▶ HOW TO COMPLETE THIS TASK:
Keep every line in which "possible" occurs and drop the rest of the data.

/---

PR #200, opened 2020-07-31
Update buildbot to 2.8.x

tonyhutter:
This patch does a number of things to update zfs-buildbot from buildbot 0.8.x to 2.8.x.

- Remove old patchsets
- Use "worker" terminology to match new buildbot APIs.
- Make a bunch of previously hard-coded global variable optionally set-able in password.py (for testing only).
- Correctly name the coverage tester Ubuntu 17 instead of 18
- Add nginx config to README.md and Ubuntu 20.04 setup instructions for buildbot.
- Fix get_freebsd_image(): `'NoneType' object has no attribute 'get_image'`
- Base64 encode user_data to get around error
- Update block_device_map
- Integrate isIdle() patch into zfs-buildbot.  We no longer have an idle worker state, so just check to see if a builder is available.
- Get rid of: "logHorizon/buildHorizon is deprecated" warnings
- Get rid of special chars in worker names (like '.').  This gets
  around an error: `"worker name '<worker name>' is not an identifier`
- Fix auth/authz/www stuff
- Fix `'nextWorker now takes a 3rd argument'`
- Fix error while parsing config file: cannot import name 'html'
- mergeRequests -> collapseRequests
- Make boot_device_map a list to match new API
- Fix `"builtins.TypeError: __init__() takes at least 3 arguments"`
- buildbot.status.results -> buildbot.process.results
- Misc other updates


tonyhutter:
Note, we'll need https://github.com/buildbot/buildbot/pull/5401 merged into upstream buildbot before we can pull in this PR.

master/master.cfg
```diff
@@ -747,206 +770,204 @@ def freebsd_ami(abi, version):
...
 
-freebsd13_amd64_testslave = [
-    ZFSEC2TestSlave(
-        name="FreeBSD-head-amd64-testslave%s" % (str(i+1)),
-        get_image=get_freebsd13_image
-    ) for i in range(0, numtestslaves)
+freebsd13_amd64_testworker = [
+    ZFSEC2TestWorker(
+        name="FreeBSD-head-amd64-testworker%s" % (str(i+1)),
+        ami=get_freebsd13_image()
```
freqlabs, line 903: We'll want to come up with a similar patch so this can be passed as a function again. The AMI needs to be determined when a worker is spawned rather than when the buildbot config is loaded.

FreeBSD is trying to get Amazon to provide us with an SSM parameter store, which would let us set a fixed parameter path as the AMI here and avoid this hack.

tonyhutter:
Closing this PR in favor of a substantially revamped and updated PR that upgrades the code to buildbot 3.2.0 (#233)

PR #199, opened 2020-07-24
Add some FreeBSD arm64 arch builders

ghost:
The AMI registry backend has been updated to watch for arm64 AMIs now, but there won't be anything there until the next AMIs are published Thursday next week. Leaving this as a draft until then.

PR #203, opened 2020-10-01
add debian10 arm64 slaves

jbergler:
I've noticed that there has been a small handful of issues with GPL
violations on arm64 over the past year or so. It seems like this is
something we can catch by leveraging the AWS graviton arm64 instances
for build slaves.

### DIFF
--- a/master/buildslaves.py
+++ b/master/buildslaves.py
@@ -217,9 +217,14 @@ class ZFSEC2StyleSlave(ZFSEC2Slave):
 
 # Create an HVM EC2 large latent build slave
 class ZFSEC2BuildSlave(ZFSEC2Slave):
-    def __init__(self, name, **kwargs):
+    def __init__(self, name, arch="amd64", **kwargs):
+        instance_types = {
+            "amd64": "c5d.large",
+            "arm64": "a1.xlarge"
+        }
+        assert arch in instance_types
         ZFSEC2Slave.__init__(self, name, mode="BUILD",
-            instance_type="c5d.large", max_spot_price=0.10, placement='b',
+            instance_type=instance_types.get(arch), max_spot_price=0.10, placement='b',
             spot_instance=True, **kwargs)
 
 # Create an HVM EC2 latent test slave
--- a/master/buildslaves.py
+++ b/master/buildslaves.py
@@ -220,7 +220,7 @@ class ZFSEC2BuildSlave(ZFSEC2Slave):
     def __init__(self, name, arch="amd64", **kwargs):
         instance_types = {
             "amd64": "c5d.large",
-            "arm64": "a1.xlarge"
+            "arm64": "c6g.large"
         }
         assert arch in instance_types
         ZFSEC2Slave.__init__(self, name, mode="BUILD",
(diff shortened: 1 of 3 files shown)


jbergler:
I'll call out right at the get go that I have no idea how to test this change, since I think a lot of the magic for actually running the buildbot setup requires access to some ec2 accounts and more understanding than I was able to piece together from the docs.

I'm happy to spend more time iterating on this to get it right if someone can provide me the guidance on what I can do to be more confident about the change.

jbergler:
Some examples of the types of issues I'm hoping this will help catch:
- https://github.com/openzfs/zfs/issues/10985
- https://github.com/openzfs/zfs/issues/8545

master/buildslaves.py
```diff
@@ -217,9 +217,14 @@ def __init__(self, name, **kwargs):
 
 # Create an HVM EC2 large latent build slave
 class ZFSEC2BuildSlave(ZFSEC2Slave):
-    def __init__(self, name, **kwargs):
+    def __init__(self, name, arch="amd64", **kwargs):
+        instance_types = {
+            "amd64": "c5d.large",
+            "arm64": "a1.xlarge"
```
jbergler, line 223: These instances are only available in a few regions for now (us-west-2 seems the closest to everything else)
How should this be handled?

jbergler: fixed in f197c4e

jbergler: I lied, c6g is available in us-west-1 but it lacks ephemeral storage.
c6gd has nvme storage available but is [only available](https://aws.amazon.com/about-aws/whats-new/2020/07/announcing-new-amazon-ec2-instances-powered-aws-graviton2-processors/) in us-east-* and us-west-2

behlendorf: The way things are now we'll need it to be available in us-west-1.  But if we're only doing compilation testing we don't need anything fancy.

behlendorf:
I completely agree we should start using the graviton arm64 instances to catch this kind of thing.  In fact there's a similar change for FreeBSD #199 pending.  Unfortunately testing this kind of change is a bit problematic.  I'm swamped right now, but I can probably test it out in a few weeks.

master/buildslaves.py
jbergler: Ok, I switched to c6g which is available in us-west-1 but lacks NVMe and updated the bootstrap script to handle the case where those were missing.

jbergler:
> I completely agree we should start using the graviton arm64 instances to catch this kind of thing. In fact there's a similar change for FreeBSD #199 pending. Unfortunately testing this kind of change is a bit problematic. I'm swamped right now, but I can probably test it out in a few weeks.

No worries, I pushed some more changes from testing the bootstrap scripts manually.
I get to the point where buildbot starts but fails to connect because it doesn't have valid credentials, so hopefully that bodes well for when you have some time.

jbergler:
Hey @behlendorf, no rush, just checking in here to see if you've had a chance to look at this at all / if there was anything else I can do?

behlendorf:
@jbergler the change looks reasonable but I haven't yet had a chance to give it a test.  Hhopefully in the next couple of days, sorry about the delay.

behlendorf:
Merged!  This change worked out nicely with just a few minor tweaks.  Thanks for putting this together, I've gone ahead and rolled out the new [Debian 10 arm64 builder](http://build.zfsonlinux.org/builders/Debian%2010%20arm64%20%28BUILD%29).

PR #212, opened 2021-01-22
FreeBSD: Update for 13.0-ALPHA2 branch rename

freqlabs:


behlendorf:
@freqlabs is this still needed after your other recent change?

freqlabs:
@behlendorf Yes, this change switches us to the latest 13.0 branch name for AMIs. The other change ensures we use the correct build flags on the new AMIs.

PR #217, opened 2021-03-04
FreeBSD: Use 13.0-BETA4 release images for now

freqlabs:
stable/13 snapshots do not exist at the moment, and main (14.0-CURRENT)
AMIs aren't available yet either, so we must use release images/sources
for 13 for a little while.


freqlabs:
RC1 builds are starting in a few hours but we're having problems now so I took what's available now, which is BETA4.

PR #224, opened 2021-04-28
Install libcurl-dev on non-FreeBSD buildds

nabijaczleweli:
Required for ZTS since https://github.com/openzfs/zfs/pull/11956


behlendorf:
I assume the `libfetch` devel bits are installed by default on FreeBSD which is why we don't need to install it?

behlendorf (approved):

nabijaczleweli:
All of libfetch is part of the FreeBSD "base" set, yeah.

Issue #227, opened 2021-05-16
I don't think bb-build-linux.sh actually builds ZFS in


rincebrain:
I had a long bug report written, but deleted it, so here's the short one.

I was wondering how openzfs/zfs#12056 could happen, and then I tried to reproduce it and found another incompatibility which I'll be filing shortly, so I was wondering how that could happen and checked output from the kernel.org builtin bot, and noticed that none of the CC/AS/LD/etc steps mentioned zfs, so I ran bb-build-linux.sh locally, and the resulting .config after it completed said "CONFIG_ZFS is not set" and did not contain ZFS.

I'll be opening a PR once I debug this, I just thought you probably should know.

rincebrain:
Nevermind, I wasn't passing enough flags to ./configure.

rincebrain:
Whoops, wrong bug...

PR #228, opened 2021-05-16
Actually enable CONFIG_ZFS in builds.

rincebrain:
It turns out that "make proper" drops the 'CONFIG_ZFS=y' line from
.config. I couldn't readily find any documentation about why that
would be so, so I just added it later.

Tested by: Just iterating on it on my testbed until it actually worked.

Closes: #227

Signed-off-by: Rich Ercolani <rincebrain@gmail.com>


rincebrain:
As an example illustrating the problem this is intended to solve, openzfs/zfs#12110 broke every test and buildbot...except this one.

behlendorf (approved):
Interesting, I'm fairly certain `CONFIG_ZFS` used to be preserved.  Perhaps something changed in the kernel build system and we failed to notice.  Either way, thanks for noticing and fix this.  LGTM.

PR #230, opened 2021-05-20
Missed a CentOS 8 package requirement.

rincebrain:
I didn't test that EPEL didn't drop the -packaging package between
7 and 8, and deliberately didn't try to install both packaging and
distlib, which means I broke the CentOS 8 bots when openzfs/zfs#12073 goes in. Drat.

Install it from its new home instead.

(This one _has_ been tested on CentOS 8.)


behlendorf:
That's unfortunate.  Having additional dependencies on repositories not enabled by default is going to make building your own packages a bit more awkward.

rincebrain:
The alternative is telling people to install distlib by default on EL8 and packaging on EL7, which is also perfectly feasible, I just was trying to pick one and stick with it where possible.

PR #4836, opened 2020-07-24
MONGOID-4941 Keep track of discriminator_mapping in Parent

Neilshweky:


lib/mongoid/traversable.rb
```diff
@@ -54,18 +53,38 @@ class << self
...
       class_attribute :discriminator_key, instance_accessor: false
       class_attribute :discriminator_value, instance_accessor: false
-      self.discriminator_value = self.name
-
+            
       class << self
         delegate :discriminator_key, to: ::Mongoid
         prepend DiscriminatorAssignment
+        
+        # @api private
```
p-mongo, line 69: Can the type be added here please  for our own internal consumption.

lib/mongoid/traversable.rb
```diff
@@ -54,18 +53,38 @@ class << self
...
+        attr_accessor :discriminator_mapping
+      end
+
+      # Add a discriminator mapping to the parent class. This mapping is used when
+      # receiving a document to identify its class.
+      #
+      # @api private
```
p-mongo, line 76: Add parameter types here also please.

lib/mongoid/traversable.rb
```diff
@@ -54,18 +53,38 @@ class << self
...
+      def self.add_discriminator_mapping(value, klass=self)
+        self.discriminator_mapping ||= {}
+        self.discriminator_mapping[value] = klass
+        superclass.add_discriminator_mapping(value, klass) if hereditary?
+      end
+      
+      # Get the discriminator mapping from the parent class
```
p-mongo, line 83: Parameter and return type doc please.

lib/mongoid/traversable.rb
```diff
@@ -54,18 +53,38 @@ class << self
...
+      #
+      # @api private
+      def self.get_discriminator_mapping(value)
+        self.discriminator_mapping[value]
```
p-mongo, line 87: Is this method expected to do more in the future?

Neilshweky: nope, this is it, I believe... I did in the past so that's why I had it there... But I honestly kind of like it instead of dealing with the discriminator_mapping hash directly

Neilshweky: Scratch that, I did have to add a check that discriminator_mapping exists (i.e. when it's not hereditary)

lib/mongoid/traversable.rb
```diff
@@ -54,18 +53,47 @@ class << self
...
-      self.discriminator_value = self.name
-
+            
       class << self
         delegate :discriminator_key, to: ::Mongoid
         prepend DiscriminatorAssignment
+        
+        # @api private
+        #
+        # @return [ Hash ] The current mapping of discriminator_values to classes
```
p-mongo, line 71: `Hash<String, Class>` ?

PR #4837, opened 2020-07-24
MONGOID-4942 Use #discriminator_mapping attribute instead of class.name

Neilshweky:


lib/mongoid/document.rb
```diff
@@ -353,7 +353,7 @@ def instantiate(attrs = nil, selected_fields = nil)
       #
       # @since 1.0.0
       def _types
-        @_type ||= (descendants + [ self ]).uniq.map(&:to_s)
+        @_type = (descendants + [ self ]).uniq.map { |type| type.discriminator_value || type.to_s }
```
p-mongo, line 356: What happened to `||=` here?

p-mongo: And shouldn't discriminator_value always be defined?

Neilshweky: The `||=` was removed on purpose... Emily and I worked through this together... There was a problem with the test beginning on line 132 of `discriminator_value_spec.rb`... Basically when `count` is called a `View` is created which contains a specific filter i.e. `{ "_type" => "Circle` }`. The problem is when changing the discriminator key/value and calling count again, this filter is not changed because the `@type` was cached, so the wrong count would be returned. Removing the `||=` allows the filter to be calculated when it needs to be.

Neilshweky: The `discriminator_value` is not always defined, I've recently discovered. Specifically in the test in `document_spec.rb` line 108... In this test a descendant of `Person` is created using `Class.new(Person)`, and in this new class the discriminator value is null and the test expects something of the form "<Class:.....>".

p-mongo: The `@_type` is a cache, so if you need the value to be recalculated every call you should remove the assignment to `@_type` and the clear in traversable.rb.

Neilshweky: How do I clear the `@_type` cache?

Neilshweky: I added a _clear_types method that clears the `@_type` cache.

lib/mongoid/traversable.rb
```diff
@@ -28,6 +28,8 @@ def discriminator_key=(value)
           raise Errors::InvalidDiscriminatorKeyTarget.new(self, self.superclass)
         end
 
+        self._clear_types if self.respond_to?(:_clear_types)
```
p-mongo, line 31: Why is the respond_to check here?

lib/mongoid/traversable.rb
```diff
@@ -53,19 +55,37 @@ class << self
...
+
     included do
       class_attribute :discriminator_key, instance_accessor: false
       class_attribute :discriminator_value, instance_accessor: false
             
       class << self
         delegate :discriminator_key, to: ::Mongoid
         prepend DiscriminatorAssignment
-        
+        prepend DiscriminatorRetrieval
```
p-mongo, line 87: I believe this does not need a prepend, so `include` should suffice?

lib/mongoid/traversable.rb
```diff
@@ -93,8 +113,10 @@ def self.add_discriminator_mapping(value, klass=self)
       #
       # @api private
       def self.get_discriminator_mapping(value)
-        self.discriminator_mapping[value]
+        self.discriminator_mapping[value] if self.discriminator_mapping
```
p-mongo, line 116: The docstring needs to be updated to indicate that nil is a possible return value, and when this would happen.

lib/mongoid/traversable.rb
Neilshweky: I don't understand what this means?

lib/mongoid/traversable.rb
Neilshweky: 👍

lib/mongoid/traversable.rb
Neilshweky: This function is often called before _clear_types (or even _types) is declared resulting in failure... I figured since _types doesn't even exist yet then calling _clear_types doesn't do anything at all.

lib/mongoid/traversable.rb
Neilshweky: How do I use `include` to achieve this functionality?

lib/mongoid/document.rb
```diff
@@ -353,7 +353,19 @@ def instantiate(attrs = nil, selected_fields = nil)
...
+      end
+
+      # Clear the @_type cache. This is generally called when changing the discriminator
+      # key/value on a class.
+      #
+      # @example Get the types.
+      #   document._clear_types
+      #
+      # @api private
+      def _clear_types
```
p-mongo, line 366: Can this be `_mongoid_clear_types` please?

p-mongo:
Please use unique class names so that the following does not happen:

```
/home/w/apps/mongoid/spec/mongoid/traversable_spec.rb:1215: warning: already initialized constant NewClassPerson
/home/w/apps/mongoid/spec/mongoid/traversable_spec.rb:1215: warning: previous definition of NewClassPerson was here
/home/w/apps/mongoid/spec/mongoid/traversable_spec.rb:1216: warning: already initialized constant NewClassPerson2
/home/w/apps/mongoid/spec/mongoid/traversable_spec.rb:1216: warning: previous definition of NewClassPerson2 was here
```

p-mongo:
evergreen retry

PR #4840, opened 2020-07-27
MONGOID-4893 Add Range tests for embedded matchers


p-mongo:


p-mongo:
https://jira.mongodb.org/browse/MONGOID-4893

PR #4845, opened 2020-07-30
MONGOID-4842 use drivers query cache implementation

gjchong25:


lib/mongoid/query_cache.rb
```diff
@@ -18,7 +18,11 @@ class << self
       #
       # @since 4.0.0
       def cache_table
-        Thread.current["[mongoid]:query_cache"] ||= {}
+        if defined?(Mongo::QueryCache)
```
johnnyshields, line 21: Mongo is a hard dependency for Mongoid. Why do we need an if-statement to if it's defined? We should always use Mongo::QueryCache

gjchong25: Mongo's QueryCache was only recently implemented and available on certain versions, so this check would make sure Mongoid can fall back on its own implementation of QueryCache if the driver's doesn't exist.

johnnyshields: How about we just bump the minimum dependency version for `mongo` gem then keep the Mongoid code clean? It should not be a problem for 99.9% of users.

johnnyshields: Ah I see you have a discussion with Emily in the JIRA ticket. It's ok. Not how I would do it but ok.

johnnyshields: Should raise a ticket as a reminder to remove this code in the Mongoid minor version (7.2) and bump the `mongo` gem dependency at that time.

\---

▶ EXERCISE ANSWER:
The alternative is telling people to install distlib by default on EL8 and packaging on EL7, which is also perfectly feasible, I just was trying to pick one and stick with it where possible.
p-mongo, line 116: The docstring needs to be updated to indicate that nil is a possible return value, and when this would happen.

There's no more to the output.